(Provided entries begins)

PR #200, opened 2022-01-21
pre-commit: add configuration

sumnerevans:


tulir:
Apparently pre-commit/black is incompatible with `required-version`: https://github.com/psf/black/issues/2493

tulir (approved):

PR #206, opened 2022-01-28
rpc: add logging to correlate Matrix event ID to signald request ID

sumnerevans:

### DIFF
--- a/mautrix_signal/portal.py
+++ b/mautrix_signal/portal.py
@@ -438,8 +438,11 @@ class Portal(DBPortal, BasePortal):
         retry_message_event_id = None
         for retry_num in range(retry_count):
             try:
-                self.log.info(f"Send attempt {retry_num}")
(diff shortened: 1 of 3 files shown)


mautrix_signal/portal.py
```diff
@@ -386,6 +390,7 @@ async def _handle_matrix_message(
                 quote=quote,
                 attachments=attachments,
                 timestamp=request_id,
+                req_id=signald_req_id,
```
tulir, line 393: This looks like it'll use the same request ID for each retry, which feels wrong, but I guess it's fine if the retries are only for signald going down and/or if signald doesn't care about request ID uniqueness

tulir (approved):

mautrix_signal/portal.py
sumnerevans: Oh, good point.

PR #213, opened 2022-02-04
handle authorization failures in more places

sumnerevans:
This commit adds a utility function for helping to deal with auth failures and uses it around the codebase.

### DIFF
--- a/mautrix_signal/user.py
+++ b/mautrix_signal/user.py
@@ -21,6 +21,7 @@ from datetime import datetime
 from uuid import UUID
 import asyncio
 
+from mausignald.errors import ResponseError
 from mausignald.types import (
     Account,
     Address,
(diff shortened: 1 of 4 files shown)


mautrix_signal/user.py
```diff
@@ -309,25 +316,33 @@ async def _sync_group_v2(self, group: GroupV2, create_portals: bool) -> None:
...
-            except Exception:
-                self.log.exception(f"Failed to sync contact {contact.address}")
+        try:
+            for contact in await self.bridge.signal.list_contacts(self.username):
+                try:
+                    await self.sync_contact(contact, create_contact_portal)
+                except Exception:
+                    self.log.exception(f"Failed to sync contact {contact.address}")
+        except Exception as e:
+            await handle_auth_failure(self, e)
```
tulir, line 326: These catches should be in `sync_groups` and `sync_contacts` that are already just catch wrappers

mautrix_signal/util/handle_auth_failure.py
```diff
@@ -0,0 +1,27 @@
...
+from mautrix.util.bridge_state import BridgeStateEvent
+from mautrix_signal.user import User
+
+
+async def handle_auth_failure(user: User, e: Exception) -> None:
+    auth_failed = (
+        "org.whispersystems.signalservice.api.push.exceptions.AuthorizationFailedException"
+    )
+    if isinstance(e, ResponseError) and auth_failed in e.data.get("exceptions", []):
+        await user.push_bridge_state(BridgeStateEvent.BAD_CREDENTIALS, error=str(e))
```
tulir, line 27: This seems like it should just be a method in `User`

tulir (approved):

PR #222, opened 2022-02-14
Stop parsing InternalErrors

thefinn93:
signald's InternalError exception is meant to be a fallback when unexpected behavior occurs. We were parsing it out in several places which have now been converted into proper protocol errors on the signald side

### DIFF
--- a/mausignald/errors.py
+++ b/mausignald/errors.py
@@ -53,7 +53,11 @@ class CaptchaRequired(ResponseError):
     pass
 
 
-class AuthorizationFailedException(ResponseError):
+class AuthorizationFailedError(ResponseError):
+    pass
+
+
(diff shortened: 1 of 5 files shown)


mausignald/errors.py
```diff
@@ -53,7 +53,11 @@ class CaptchaRequired(ResponseError):
     pass
 
 
-class AuthorizationFailedException(ResponseError):
+class AuthorizationFailedError(ResponseError):
+    pass
+
+
+class ScanTimeoutError(ResponseError):
```
tulir, line 60: This probably needs to be added to `response_error_types` too

thefinn93: done

tulir (approved):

(Provided entries ends)

- _How to complete this task_:
In full and unchanged, repeat the data above.

- _Exercise response_:
PR #200, opened 2022-01-21
pre-commit: add configuration

sumnerevans:


tulir:
Apparently pre-commit/black is incompatible with `required-version`: https://github.com/psf/black/issues/2493

tulir (approved):

PR #206, opened 2022-01-28
rpc: add logging to correlate Matrix event ID to signald request ID

sumnerevans:

### DIFF
--- a/mautrix_signal/portal.py
+++ b/mautrix_signal/portal.py
@@ -438,8 +438,11 @@ class Portal(DBPortal, BasePortal):
         retry_message_event_id = None
         for retry_num in range(retry_count):
             try:
-                self.log.info(f"Send attempt {retry_num}")
(diff shortened: 1 of 3 files shown)


mautrix_signal/portal.py
```diff
@@ -386,6 +390,7 @@ async def _handle_matrix_message(
                 quote=quote,
                 attachments=attachments,
                 timestamp=request_id,
+                req_id=signald_req_id,
```
tulir, line 393: This looks like it'll use the same request ID for each retry, which feels wrong, but I guess it's fine if the retries are only for signald going down and/or if signald doesn't care about request ID uniqueness

tulir (approved):

mautrix_signal/portal.py
sumnerevans: Oh, good point.

PR #213, opened 2022-02-04
handle authorization failures in more places

sumnerevans:
This commit adds a utility function for helping to deal with auth failures and uses it around the codebase.

### DIFF
--- a/mautrix_signal/user.py
+++ b/mautrix_signal/user.py
@@ -21,6 +21,7 @@ from datetime import datetime
 from uuid import UUID
 import asyncio
 
+from mausignald.errors import ResponseError
 from mausignald.types import (
     Account,
     Address,
(diff shortened: 1 of 4 files shown)


mautrix_signal/user.py
```diff
@@ -309,25 +316,33 @@ async def _sync_group_v2(self, group: GroupV2, create_portals: bool) -> None:
...
-            except Exception:
-                self.log.exception(f"Failed to sync contact {contact.address}")
+        try:
+            for contact in await self.bridge.signal.list_contacts(self.username):
+                try:
+                    await self.sync_contact(contact, create_contact_portal)
+                except Exception:
+                    self.log.exception(f"Failed to sync contact {contact.address}")
+        except Exception as e:
+            await handle_auth_failure(self, e)
```
tulir, line 326: These catches should be in `sync_groups` and `sync_contacts` that are already just catch wrappers

mautrix_signal/util/handle_auth_failure.py
```diff
@@ -0,0 +1,27 @@
...
+from mautrix.util.bridge_state import BridgeStateEvent
+from mautrix_signal.user import User
+
+
+async def handle_auth_failure(user: User, e: Exception) -> None:
+    auth_failed = (
+        "org.whispersystems.signalservice.api.push.exceptions.AuthorizationFailedException"
+    )
+    if isinstance(e, ResponseError) and auth_failed in e.data.get("exceptions", []):
+        await user.push_bridge_state(BridgeStateEvent.BAD_CREDENTIALS, error=str(e))
```
tulir, line 27: This seems like it should just be a method in `User`

tulir (approved):

PR #222, opened 2022-02-14
Stop parsing InternalErrors

thefinn93:
signald's InternalError exception is meant to be a fallback when unexpected behavior occurs. We were parsing it out in several places which have now been converted into proper protocol errors on the signald side

### DIFF
--- a/mausignald/errors.py
+++ b/mausignald/errors.py
@@ -53,7 +53,11 @@ class CaptchaRequired(ResponseError):
     pass
 
 
-class AuthorizationFailedException(ResponseError):
+class AuthorizationFailedError(ResponseError):
+    pass
+
+
(diff shortened: 1 of 5 files shown)


mausignald/errors.py
```diff
@@ -53,7 +53,11 @@ class CaptchaRequired(ResponseError):
     pass
 
 
-class AuthorizationFailedException(ResponseError):
+class AuthorizationFailedError(ResponseError):
+    pass
+
+
+class ScanTimeoutError(ResponseError):
```
tulir, line 60: This probably needs to be added to `response_error_types` too

thefinn93: done

tulir (approved):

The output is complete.